(What is being asked)
Output only the lines below from the one containing "-2679,7 +2676,6 @@" to the one containing "still resolves cleanly?", exactly as written, both ends kept.

(Working data)
PR #86, opened 2026-06-22
fix: detect and launch AI CLIs correctly on Windows (#85)

### LINKED ISSUE #85: mex sync interactive mode never detects installed CLI on Windows (uses which, spawns without shell)
## Environment
- OS: Windows 11
- mex-agent: 0.6.1
- Node: v24.16.0
- `claude` CLI installed and on PATH (`where claude` → `...\npm\claude.cmd`)

## Problem
On Windows, `mex sync` always prints:

```
No supported AI CLI detected. Falling back to prompts mode.
Supported CLIs: claude, opencode, codex
```

even though Claude Code is installed. Two Windows-specific bugs in `dist/cli.js`:

### 1. Detection uses `which`, which doesn't exist in cmd.exe
`hasCliTool()` and `hasClaudeCli()` run `execSync("which <cmd>")`. `execSync` uses cmd.exe on Windows, where the command is `where`, not `which`. It always throws → tool reported as not installed.

### 2. Launch uses `spawn`/`spawnSync` without `shell: true`
Even with detection fixed, `runToolInteractive()` (`spawnSync(meta.cli, args)`) and `launchClaude()` (`spawn("claude", ...)` with `shell: false`) fail with ENOENT on Windows, because the real binary is `claude.cmd` and Node won't resolve `.cmd` without a shell.

## Suggested fix
Make both platform-aware:

```js
// detection
execSync(`${process.platform === "win32" ? "where" : "which"} ${cmd}`, { stdio: "ignore" });

// launch
spawnSync(meta.cli, args, { ..., shell: process.platform === "win32" });
spawn("claude", [prompt], { ..., shell: process.platform === "win32" });
```

Affects `hasCliTool`, `hasClaudeCli`, `runToolInteractive`, and `launchClaude`.

Yashasvi2229:
## What

  Fix AI-CLI detection and launch on Windows. `mex sync` and
  `mex setup` never
  detected an installed AI CLI on Windows, so they silently
  fell back to
  copy-paste prompt mode even when Claude Code / Codex were
  installed.

  - **Detection** used `which`, which doesn't exist on Windows
  (the built-in is
    `where`). `execSync("which <cmd>")` always threw → every
  tool reported as not
    installed. Added `isCliAvailable()` (`src/cli-tools.ts`):
  probes with `where`
    on Windows, `which` elsewhere.
  - **Launch** used `spawn`/`spawnSync`, which throw `ENOENT`
  on the Windows
    `claude.cmd` wrapper. Switched the launch sites to
  `cross-spawn`, which
    resolves `.cmd`/`.bat` wrappers and escapes args correctly
  while keeping the
    multi-line prompt as a single argv element. (The naive
  `shell: true` is worse —
    Node concatenates args unescaped, DEP0190, shattering the
  prompt.)
  - **Robustness:** `runToolInteractive` treated `status ===
  null` (a spawn
    failure) as success, swallowing launch errors. Now returns
  false on
    `result.error` and only treats `status === 0` as success.

  ## Why

  Closes #85

  On Windows, the `which`-based detection made interactive
  sync/setup unusable —
  users were forced into copy-paste mode regardless of which
  AI CLI they had
  installed.

  ## Type of change

  - [x] Bug fix
  - [ ] New feature
  - [ ] Refactor
  - [ ] Docs
  - [ ] CI/Tooling

  ## How to test

  1. On Windows with `claude` installed and on PATH, run `mex
  sync` in a scaffold
     with drift → it now detects "Claude Code" instead of
  printing
     "No supported AI CLI detected. Falling back to prompts
  mode."
  2. Choose interactive (1) → Claude Code launches with the
  fix prompt (no
     `spawn claude ENOENT`).
  3. On macOS/Linux, behavior is unchanged. `npm test` → all
  240 tests pass.

  ## Checklist

  ## Checklist

  - [x] Tests pass (`npm test`)

### DIFF
--- a/package-lock.json
+++ b/package-lock.json
@@ -981,7 +981,6 @@
       "integrity": "sha512-F0R/h2+dsy5wJAUe3tAU6oqa2qbWY5TpNfL/RGmo1y38hiyO1w3x2jPtt76wmuaJI4DQnOBu21cNXQ2STIUUWg==",
       "dev": true,
       "license": "MIT",
-      "peer": true,
       "dependencies": {
         "undici-types": "~6.21.0"
       }
@@ -992,7 +991,6 @@
       "integrity": "sha512-ilcTH/UniCkMdtexkoCN0bI7pMcJDvmQFPvuPvmEaYA/NSfFTAgdUSLAoVjaRJm7+6PvcM+q1zYOwS4wTYMF9w==",
       "devOptional": true,
       "license": "MIT",
-      "peer": true,
       "dependencies": {
         "csstype": "^3.2.2"
       }
@@ -1530,7 +1528,6 @@
       "dev": true,
       "hasInstallScript": true,
       "license": "MIT",
-      "peer": true,
       "bin": {
         "esbuild": "bin/esbuild"
       },
@@ -2679,7 +2676,6 @@
       "integrity": "sha512-QP88BAKvMam/3NxH6vj2o21R6MjxZUAd6nlwAS/pnGvN9IVLocLHxGYIzFhg6fUQ+5th6P4dv4eW9jX3DSIj7A==",
       "dev": true,
       "license": "MIT",
-      "peer": true,
       "engines": {
         "node": ">=12"
       },
@@ -2729,7 +2725,6 @@
         }
       ],
       "license": "MIT",
-      "peer": true,
       "dependencies": {
         "nanoid": "^3.3.11",
         "picocolors": "^1.1.1",
@@ -2799,7 +2794,6 @@
       "resolved": "https://registry.npmjs.org/react/-/react-19.2.6.tgz",
       "integrity": "sha512-sfWGGfavi0xr8Pg0sVsyHMAOziVYKgPLNrS7ig+ivMNb3wbCBw3KxtflsGBAwD3gYQlE/AEZsTLgToRrSCjb0Q==",
       "license": "MIT",
-      "peer": true,
       "engines": {
         "node": ">=0.10.0"
       }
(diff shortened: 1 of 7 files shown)


theDakshJaitly:
Thanks for this — the diagnosis and fix are spot on, and switching to cross-spawn over `shell: true` is the right call. Nice that the new error handling also fixes the timeout-reported-as-success bug in `runToolInteractive`, not just the Windows path.

A few things before merge:

**1. Add a test for the `runToolInteractive` return-value logic.** It's the riskiest change in this PR and is currently untested — `isCliAvailable` has coverage, but the sync return logic doesn't. Mocking `crossSpawn.sync` to cover:

- `{ status: 0 }` -> `true`
- `{ status: 1 }` -> `false`
- `{ error: new Error(), status: null }` -> `false` (the timeout / ENOENT case)
- `{ status: null, signal: "SIGINT" }` -> `false`

would lock in the intended semantics.

**3. Trim the lockfile churn.** `package-lock.json` picked up a lot of unrelated `"peer": true` markers on existing packages (react, esbuild, typescript, postcss, vite-node, yaml, ...) beyond the cross-spawn additions — looks like a different npm version re-resolved the tree. Could you regenerate the lockfile with the project's npm version so the diff is limited to the cross-spawn entries, and confirm `npm ci` still resolves cleanly?

**5. Wrap the `launchClaude` call.** In `src/setup/index.ts`, `await launchClaude(prompt)` isn't in a try/catch, so a launch failure or a non-zero claude exit rejects and surfaces as an unhandled rejection. Since this PR is specifically about hardening the launch path, catching it to print a friendly message would round things out.

The other points from review (the user-interrupt behavior change, the `@types/cross-spawn` major-version lag) are non-blocking and fine as-is.

theDakshJaitly (approved):
LGTM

(Solved problem)
@@ -2679,7 +2676,6 @@
       "integrity": "sha512-QP88BAKvMam/3NxH6vj2o21R6MjxZUAd6nlwAS/pnGvN9IVLocLHxGYIzFhg6fUQ+5th6P4dv4eW9jX3DSIj7A==",
       "dev": true,
       "license": "MIT",
-      "peer": true,
       "engines": {
         "node": ">=12"
       },
@@ -2729,7 +2725,6 @@
         }
       ],
       "license": "MIT",
-      "peer": true,
       "dependencies": {
         "nanoid": "^3.3.11",
         "picocolors": "^1.1.1",
@@ -2799,7 +2794,6 @@
       "resolved": "https://registry.npmjs.org/react/-/react-19.2.6.tgz",
       "integrity": "sha512-sfWGGfavi0xr8Pg0sVsyHMAOziVYKgPLNrS7ig+ivMNb3wbCBw3KxtflsGBAwD3gYQlE/AEZsTLgToRrSCjb0Q==",
       "license": "MIT",
-      "peer": true,
       "engines": {
         "node": ">=0.10.0"
       }
(diff shortened: 1 of 7 files shown)


theDakshJaitly:
Thanks for this — the diagnosis and fix are spot on, and switching to cross-spawn over `shell: true` is the right call. Nice that the new error handling also fixes the timeout-reported-as-success bug in `runToolInteractive`, not just the Windows path.

A few things before merge:

**1. Add a test for the `runToolInteractive` return-value logic.** It's the riskiest change in this PR and is currently untested — `isCliAvailable` has coverage, but the sync return logic doesn't. Mocking `crossSpawn.sync` to cover:

- `{ status: 0 }` -> `true`
- `{ status: 1 }` -> `false`
- `{ error: new Error(), status: null }` -> `false` (the timeout / ENOENT case)
- `{ status: null, signal: "SIGINT" }` -> `false`

would lock in the intended semantics.

**3. Trim the lockfile churn.** `package-lock.json` picked up a lot of unrelated `"peer": true` markers on existing packages (react, esbuild, typescript, postcss, vite-node, yaml, ...) beyond the cross-spawn additions — looks like a different npm version re-resolved the tree. Could you regenerate the lockfile with the project's npm version so the diff is limited to the cross-spawn entries, and confirm `npm ci` still resolves cleanly?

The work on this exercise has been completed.